Я вспомнил сущность его теории, изложенной мне г-жой д’Эпине и усвоенной ею. Она заключалась в одном пункте: единственная обязанность человека – во всем следовать влечениям своего сердца. Этот взгляд, когда я узнал о нем, заставил меня сильно призадуматься, хотя в то время я принял его только за игру остроумия. Но вскоре я увидел, что этот принцип на самом деле составляет правило его поведения, а впоследствии испытывал это, к сожалению, на самом себе. Это и есть та внутренняя доктрина, о которой столько говорил мне Дидро, хотя никогда не объяснял ее. Я вспомнил, как за несколько лет перед тем меня часто предупреждали, что это человек фальшивый, что он только прикидывается чувствительным и, главное, что он не любит меня. Вспомнил я несколько эпизодов, рассказанных мне по этому поводу де Франкеем и г-жой де Шенонсо, которые не уважали его; а между тем они должны были хорошо его знать, потому что г-жа де Шенонсо была дочерью г-жи де Рошешуар, близкого друга покойного графа де Фриеза, а де Франкей, в то время очень дружный с де Полиньяком, подолгу жил в Пале-Рояле как раз в то время, когда Гримм стал вхож туда. Весь Париж знал, какое он проявлял отчаяние после смерти графа де Фриеза. Он решил поддержать репутацию, которую создал себе после суровости мадемуазель де Фель; я лучше, чем кто бы то ни было, разгадал бы обман, будь я тогда менее ослеплен. Пришлось отвезти страдальца в особняк де Кастри, где он достойно сыграл свою роль, предавшись безутешной скорби. Каждое утро он отправлялся в сад, чтобы поплакать вволю, и прикладывал к глазам мокрый от слез платок, пока его можно было видеть из окон дома; но люди, о которых он и не думал, видели, как на повороте аллеи он тотчас же клал платок в карман и вытаскивал книгу. Это наблюдение, несколько раз повторенное, скоро распространилось по Парижу и почти тотчас же было забыто. Я сам о нем забыл; случай, касавшийся меня лично, напомнил мне о нем. Тяжелобольной, я лежал в постели на улице Гренель; он был в деревне; однажды утром он прибежал ко мне запыхавшись и сказал, что сию минуту приехал; я узнал через несколько минут, что он приехал накануне и в тот же вечер его видели в театре.

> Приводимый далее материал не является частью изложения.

PR #2636, opened 2020-07-20
use null prototype objects for languages/aliases

night:
`getLanguage` currently returns values for object prototype method names. By swapping to objects with a null prototype, we can fix this weird behavior.

### DIFF
--- a/test/api/getLanguage.js
+++ b/test/api/getLanguage.js
@@ -41,4 +41,34 @@ describe('.getLanguage()', () => {
     result.should.have.property('aliases').with.containEql('cs');
     should.strictEqual(result, hljs.getLanguage('csharp'))
   });
+
+  it('should not succeed for hasOwnProperty', () => {
+    const result = hljs.getLanguage('hasOwnProperty');
+
+    should.strictEqual(result, undefined);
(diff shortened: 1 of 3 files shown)


test/api/getLanguage.js
```diff
@@ -41,4 +41,34 @@ describe('.getLanguage()', () => {
...
+    const result = hljs.getLanguage('constructor');
+
+    should.strictEqual(result, undefined);
+  });
+
+  it('should not succeed for __proto__', () => {
+    const result = hljs.getLanguage('__proto__');
+
+    should.strictEqual(result, undefined);
+  });
```
yyyc514, line 73: I don't one or two tests here are sufficient to prove the point, we don't need to test for EVERY built-in key.

night:
Discord uses `getLanguage` to validate that a language specified exists in highlightJS and retrieve metadata about the language for code block highlighting in chat. Because highlightJS returns prototype values instead of the highlight languages themselves, the result is a few different bugs in our clients which expect the return type to be only `Language | undefined`.

yyyc514:
@night Thanks so much!

PR #2640, opened 2020-07-27
Update README.md

ElectricRCAircraftGuy:
Add missing `</link>` closing tag. Add clarity for people to help them more easily and clearly know how to use this.

Side note: the missing `</link>` closing tag bug is found on both examples at the top of this webpage too: https://highlightjs.org/download/. Please fix that page as well.

### DIFF
--- a/README.md
+++ b/README.md
@@ -19,11 +19,20 @@ Please read [VERSION_10_UPGRADE.md](https://github.com/highlightjs/highlight.js/
 
 The bare minimum for using highlight.js on a web page is linking to the
 library along with one of the styles and calling
-[`initHighlightingOnLoad`][1]:
+[`initHighlightingOnLoad`][1]. 
 
 ```html
-<link rel="stylesheet" href="/path/to/styles/default.css">
+<link rel="stylesheet" href="/path/to/styles/default.css"></link>
 <script src="/path/to/highlight.min.js"></script>
+<script>hljs.initHighlightingOnLoad();</script>
+```
+
+True example: place the following code between the `<head> </head>` tags on your website to use the hosted **cdnjs** CDN (Content Delivery Network).  
+_Note: you may find the latest **cdnjs** or **jsdelivr** Content Delivery Network (CDN) URLs here: https://highlightjs.org/download/._
+```html
+<link rel="stylesheet"
+      href="//cdnjs.cloudflare.com/ajax/libs/highlight.js/10.1.2/styles/default.min.css"></link>
+<script src="//cdnjs.cloudflare.com/ajax/libs/highlight.js/10.1.2/highlight.min.js"></script>
 <script>hljs.initHighlightingOnLoad();</script>
 ```
 


taufik-nurrohman:
That&rsquo;s not the way HTML works bro! :wink:

ElectricRCAircraftGuy:
@taufik-nurrohman, Google Blogger disagrees: 
image

It accepts either `</link>` at the end or just the shortened `/>` form at the end, but it throws errors and refuses to work without one of those explicitly closed tag forms.

taufik-nurrohman:
The second one is because Blogger uses XHTML. The third one is HTML5. The first one is invalid. For Blogger, use the second one.

ElectricRCAircraftGuy:
I used the first one and Blogger did accept it, but it converted it to the 2nd one. Can we update the readme here to use the 2nd one then? As far as I understand it, it works in cases where the first one would work too, so it is the most universally-accepted version which works in the most places.

yyyc514:
The README already contains all the same information (CDN hosting info is towards the bottom), so the added chunk of examples is unnecessary.

If someone is using XHTML it goes without saying that every tag needs to be closed, that's something someone using XHTML *needs* to know and it has nothing to do with our library.  As XHTML is an older standard now, our documentation is for HTML5, which works just fine without a closing tag.  We don't need to update our docs because of an old standard - and we definitely don't want to encourage wasted  markup for 99% of users who don't need it.

ElectricRCAircraftGuy:
Alright. I can't convince you. For what it's worth, I lost about 3 hrs on this today and about 2 years of anxiety leading up to it since I didn't know how to get syntax highlighting on my blog for about that long, so I guarantee you you'd have more users and non-html-experts would have an easier time with the process with my additions.

ElectricRCAircraftGuy:
I also didn't know what a CDN was. Your readme is not written for a beginner (the well-above-average blogger) to understand. My pretty minor changes made it better for that person.

yyyc514:
> For what it's worth, I lost about 3 hrs on this today

I'm truly sorry to hear that but we also don't want to teach 99% of the people using more modern systems the WRONG way to write HTML, so it's complicated.   Most new things are built in HTML5.  If you'd posted an issue after spending only 30 minutes we could have helped you out and you might have saved 2.5 hours.  It's not obvious to me that the improvements you're proposing here would help others in the future.

> I also didn't know what a CDN was.

Hmmmm, I think I'd either consider that knowledge someone needed to learn before using the library via CDN.  Also the only other change you made was smash two code blocks together... one part of the readme explains how to use up the library, another explains how to fetch the library via CDN.  _The docs already cover both items - and no one else has raised an issue on this matter._

A "Using with Blogger" section MIGHT be more helpful, but I'm not sure that belongs in the README either vs some sort of extra documentation "using Highlight.js with different systems".

Right now it seems the README is sufficient for most people.

taufik-nurrohman:
I still remember that time when I thought jQuery was a new programming language specialized for adding animation effect to the website.

And so, every article about jQuery I have found on the internet told me to copy and paste that damn jQuery library from Google CDN into my template, just above the `</head>` _code_.

Ended up having a lot of jQuery library with various versions loaded everywhere into my website haha 😄

Someday you will be able to escape from that level if you continue to learn 👍

yyyc514:
So be clear I'm not saying our docs can't be improved, just that this PR is not an improvement.  Some ideas that might be useful improvements:

- Adding a sentence in the CDN section explaining what a CDN is.
- Adding a note to the top example explaining it's using the library locally on your website and that there are lots of ways to get the library (with maybe a link to "how to get the library" below).

taufik-nurrohman:
Prism has [a section](https://prismjs.com/#tutorials) contains links pointed to external tutorial, for beginners.

yyyc514:
Yes, I think we'd be happy to link to some resources like that... although I'm not sure anything short of a Blogger/XHTML example would have solved the exactly issue here - which seems to mostly be about HTML 5 vs XHTML.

Мне вспомнилось множество фактов в том же роде. Особенно поразило меня одно наблюдение, и я был крайне удивлен, что сделал его так поздно. Я познакомил Гримма со всеми без исключения своими друзьями; все они стали его друзьями. Я был неразлучен с ним и не хотел иметь ни одного знакомого дома, где бы он ни бывал. Одна лишь г-жа де Креки отказалась принять его, и с тех пор я почти перестал посещать ее. Гримм, со своей стороны, приобрел другие знакомства – самостоятельно или при помощи графа де Фриеза. Из всех его друзей ни один никогда не стал моим другом; он ни разу не предложил хотя бы познакомить меня с ними, а из тех, кого я иногда встречал у него, никогда ни один не проявил ко мне ни малейшего доброжелательства, даже граф де Фриез, хотя Гримм жил у него и, следовательно, мне было бы очень приятно завязать с ним отношения; даже граф де Шомбер, его родственник, с которым Гримм был на еще более короткой ноге.
Более того, мои собственные друзья, сделавшиеся благодаря мне и его друзьями, нежно привязанные ко мне до знакомства с ним, заметно изменились ко мне после того, как это знакомство состоялось. Он никогда не поделился со мной ни одним из своих друзей, я поделился с ним всеми своими, и он в конце концов всех их отнял у меня. Если таковы плоды дружбы, каковы должны быть плоды ненависти?
Сам Дидро вначале не раз предупреждал меня, что Гримм, которому я так доверяю, мне вовсе не друг. Впоследствии он заговорил иначе, когда сам перестал быть моим другом.